> [WHAT TO DO]: When you reach the line with "Thanks @arabidopsis for" in the listing below, transcribe it and each line after it up to and including the line with "added the --delete", exactly and with nothing else.

> [EXERCISE DATA]:
PR #673, opened 2019-07-29
speed up EXIF parsing for imagetools.make_image_thumbnail

### LINKED ISSUE #672: imagetools.make_image_thumbnail is slow because of EXIF parsing
I run a personal photo blog that (1) uses pagination and (2) contains a lot of large image files. It seems that when I change a single file, then all pages of the main pagination need to be rebuilt (I see `index.html`, `page/2/index.html`, ..., `page/14/index.html` in the `lektor build` output), I think this is described in #180.

On my local machine, I used `python -m cProfile lektor build` and investigated the resulting prof file with `snakeviz`. Total build time is about 138 seconds, of which 118 seconds are spent in `imagetools.make_image_thumbnail`, of which 117 seconds are spent in `imagetools.read_exif`. (Note that there are actually no thumbnails to be generated in this `lektor build` run.)

Bildschirmfoto von 2019-07-29 22-52-42

I understand that processing the EXIF header is quite complicated and probably is hard to optimize. However, it seems that the only thing in that header that is used in the `make_image_thumbnail` function is the information whether the image is rotated:

https://github.com/lektor/lektor/blob/076e4fb71d8aeb11b97804de8f20fe654d760623/lektor/imagetools.py#L389-L397

(It seems that actually I myself introduced this call in #321 :sweat_smile:)

Now I wonder, if 85% of the `lektor build` time is spent in parsing the whole EXIF header just for the sake of getting the `is_rotated` information, maybe we can add some dirty hack to get just that particular value out of the JPEG header faster.

I'll definitely look into this myself, because right now editing this blog using the admin interface is not fun...

tgpfeiffer:
The only EXIF information that is used in `imagetools.make_image_thumbnail` is the `is_rotated` field. However, parsing the complete EXIF header (decoding thumbnails etc.) just for that field comes with a significant overhead, as described in #672. I have added a small helper function `get_is_rotated_fast(fp)` that only parses the header until it finds the `Orientation` header and returns the `is_rotated` value.

**The time for `lektor build` that I described in #672 has gone down from 138 seconds to 22 seconds.**

### Issue(s) Resolved

Fixes #672 

### Description of Changes

* [X] Wrote at least one-line docstrings (for any new functions)
* [X] Added unit test(s) covering the changes (if testable)

### DIFF
--- a/lektor/imagetools.py
+++ b/lektor/imagetools.py
@@ -407,6 +407,12 @@ def read_exif(fp):
     return EXIFInfo(exif)
 
 
+def get_is_rotated_fast(fp):
+    """Fast version of read_exif(fp).is_rotated, using an exif header subset."""
+    exif = exifread.process_file(fp, stop_tag='Orientation', details=False)
+    return EXIFInfo(exif).is_rotated
+
+
 def find_imagemagick(im=None):
     """Finds imagemagick and returns the path to it."""
     # If it's provided explicitly and it's valid, we go with that one.
--- a/lektor/imagetools.py
+++ b/lektor/imagetools.py
@@ -392,7 +392,7 @@ def get_image_info(fp):
         # to make decisions based on the "visual", not the "real" dimensions.
         # thumbnail code also depends on this behaviour.)
         fp.seek(0)
-        if get_is_rotated_fast(fp):
+        if is_rotated(fp):
             width, height = height, width
     else:
         fmt = None
@@ -406,7 +406,7 @@ def read_exif(fp):
     return EXIFInfo(exif)
 
 
-def get_is_rotated_fast(fp):
+def is_rotated(fp):
     """Fast version of read_exif(fp).is_rotated, using an exif header subset."""
     exif = exifread.process_file(fp, stop_tag='Orientation', details=False)
     return EXIFInfo(exif).is_rotated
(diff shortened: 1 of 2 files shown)


nixjdm:
Good find! It seems that [this exifread feature was made for just this sort of thing.](https://github.com/ianare/exif-py#stop-at-a-given-tag) I was unaware of it.

This leaves `read_exif` alone, so [Image.exif](https://github.com/lektor/lektor/blob/076e4fb71d8aeb11b97804de8f20fe654d760623/lektor/db.py#L759-L765) should still work just fine, and we can still use it for other future purposes easily. I'll try to remember this trick though if we can use it again.

LGTM. @xlotlu @runfalk, am I missing anything? It seems straight forward enough.

lektor/imagetools.py
```diff
@@ -407,6 +406,12 @@ def read_exif(fp):
     return EXIFInfo(exif)
 
 
+def get_is_rotated_fast(fp):
```
xlotlu: This is only nitpicking: I'd skip the "fast" in the name, since it's a specialised function and there's no "slow" version of it. And the docstring makes it clear enough why it's faster.

LE: In fact I'd just settle for "is_rotated()". This might even be exposed to the template later on.

xlotlu:
+1

lektor/imagetools.py
tgpfeiffer: Renamed as you suggested.

PR #674, opened 2019-07-30
Lock mistune version

lepture:
I'm rewriting mistune now. Mistune 2.0 will break its API.

I'll make another PR when 2.0 is released.


runfalk:
Thank you for the commit!

PR #830, opened 2020-11-10
Bugfix: allow for local rsync deployment

arabidopsis:
### Issue(s) Resolved

rsync deployment fails with `TypeError: sequence item 0: expected str instance, NoneType found`
for the following deployment:

```ini
[servers.production]
target = rsync:///home/me/static
```

### Description of Changes

Added defensive test for the existence of `ascii_host` parameter

Test added.

### DIFF
--- a/tests/test_deploy.py
+++ b/tests/test_deploy.py
@@ -324,3 +324,22 @@ def test_rsync_command_delete_no(tmpdir, mocker, env):
             "example.com:/",
         ],
     )
+
+
+def test_rsync_local(tmpdir, mocker, env):
+    output_path = tmpdir.mkdir("output")
+    publisher = RsyncPublisher(env, str(output_path))
+    target_url = url_parse("file:///path/to/directory")
+    ssh_path = tmpdir.mkdir("ssh")
+    mock_popen = mocker.patch("lektor.publisher.portable_popen")
+    publisher.get_command(target_url, str(ssh_path), credentials=None)
+    assert mock_popen.called
+    assert mock_popen.call_args[0] == (
+        [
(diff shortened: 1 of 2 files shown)


relikd:
Hi, I like the idea. I wrote a plugin for this very case a few months ago.

```
class PathPublisher(Publisher):
        cmd = [
            'rsync', '-rclzv', '--delete',
            '--exclude=.lektor', '--exclude=.git/', '--exclude=.DS_Store']

        cmd.append(self.output_path.rstrip('/\\') + '/')
        cmd.append((target_url.host or '') + target_url.path.rstrip('/') + '/')

        for line in Command(cmd):
            yield line
```

relikd:
Also, I added the `--delete` and exlude `.git` to my version because in my opinion they should be added to the official solution. But that is not my call – the team must decide.

yagebu:
Thanks @arabidopsis for this fix :) The test also looks good.

> Also, I added the --delete and exlude .git to my version because in my opinion they should be added to the official solution. 

There's already options to exclude and delete in the rsync publisher, I don't that we should explicitly set them by default.

tests/test_deploy.py
```diff
@@ -324,3 +324,22 @@ def test_rsync_command_delete_no(tmpdir, mocker, env):
             "example.com:/",
         ],
     )
+
+
+def test_rsync_local(tmpdir, mocker, env):
```
yagebu, line 329: These tests seem to be quite repetitive. I'll probably refactor them to use `pytest.mark.parametrize` in a follow-up.

yagebu (approved):

PR #842, opened 2020-11-15
Flow collapse

### LINKED ISSUE #828: Flow widget collapse button triggers Data Unsaved Warning when moving away from edit page
When a flow collapse/expand button is clicked it marks the data as 'changed' so a triggers 'Prompt'.

Since no data has changed (only the ui layout) this is confusing. See the gif below.

I have a PR I can give you to fix this if you like.

Here is a simple project you can try yourself

[Test1.zip](https://github.com/lektor/lektor/files/5505715/Test1.zip)

Visual:

flow

arabidopsis:
### Issue(s) Resolved

Fixes #828

### Related Issues / Links

Also fixes an issue where If the user creates multiple flow blocks before saving the first `Math.max([])` produces  
a newBlockId of `-Infinity`.

### Description of Changes

The problem is that the onChange method indicates both an actual contexts.lr change and *also* a UI state change
both which need a rerender. 

The *solution* -- if it is that -- is to add a second argument to the `onChange` method and a third argument to
setFieldValue to indicate this is *only* a ui state change. Since for all other uses except flowblocks this
value will be undefined  `hasPendingChanges: !uiChange` will usually be true. But not for the collapse button.

Sorry people... I didn't write any tests because I simply don't know how to for React. This is a "works for me" PR.


lektor/admin/static/js/views/EditPage.jsx
```diff
@@ -100,11 +100,11 @@ class EditPage extends RecordComponent {
     });
   }
 
-  setFieldValue(field, value) {
+  setFieldValue(field, value, uiChange) {
```
yagebu: We could make the default a bit more explicit by having this as `uiChange = false`. This would also make the comment below unnecessary.

lektor/admin/static/js/widgets.jsx
```diff
@@ -58,13 +58,14 @@ FallbackWidget.propTypes = widgetPropTypes;
...
+
 export const FieldBox = React.memo(function FieldBox(props) {
   const { field, value, placeholder, disabled } = props;
   const onChange = props.onChange
     ? props.onChange
-    : (value) => props.setFieldValue(field, value);
+    : (value, uiChange) => props.setFieldValue(field, value, uiChange);
   const className = "col-md-" + getFieldColumns(field) + " field-box";
-  let innerClassName = "field";
+  let innerClassName = `field ${field.type.name}`;
```
yagebu: This change seems to be a bit unrelated, is it wanted/necessary?

yagebu (changes requested):
Thanks for the PR, I think this is the right solution for now :)

Also, don't worry about the tests here, there's barely any for the frontend so far and this one doesn't seem like it's easily testable.

lektor/admin/static/js/widgets.jsx
arabidopsis: Sorry I have a massively hacked branch that is styling the edit box contents on field type. This just leaked.
It is unecessary for this fix.

lektor/admin/static/js/views/EditPage.jsx
arabidopsis: Changed. Still thinking in pre ES2015 days :)

lektor/admin/static/js/widgets.jsx
yagebu: No worries, can you remove it then?

arabidopsis: Done

yagebu (approved):

PR #846, opened 2020-12-03
correctly update preview page

### LINKED ISSUE #844: preview iframe does not properly track edit state
The preview iframe does not track the actual edit state as the following gif shows....

I have a PR to fix this if you like.

preview-tracking

yagebu:
This logic has always been a bit faulty and probably broke recently due
to us avoiding unnecessary re-renders. In addition to checking whether
the correct URL is loaded, we heed to check if the URL that we want to
load changed.

Fix #844


runfalk:
Looks good to me.

PR #855, opened 2020-12-19
ci: try fetching latest imagemagick release again

yagebu:


yagebu:
Well, this seems still to be broken.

> [FINISHED EXERCISE]:
Thanks @arabidopsis for this fix :) The test also looks good.

> Also, I added the --delete and exlude .git to my version because in my opinion they should be added to the official solution. 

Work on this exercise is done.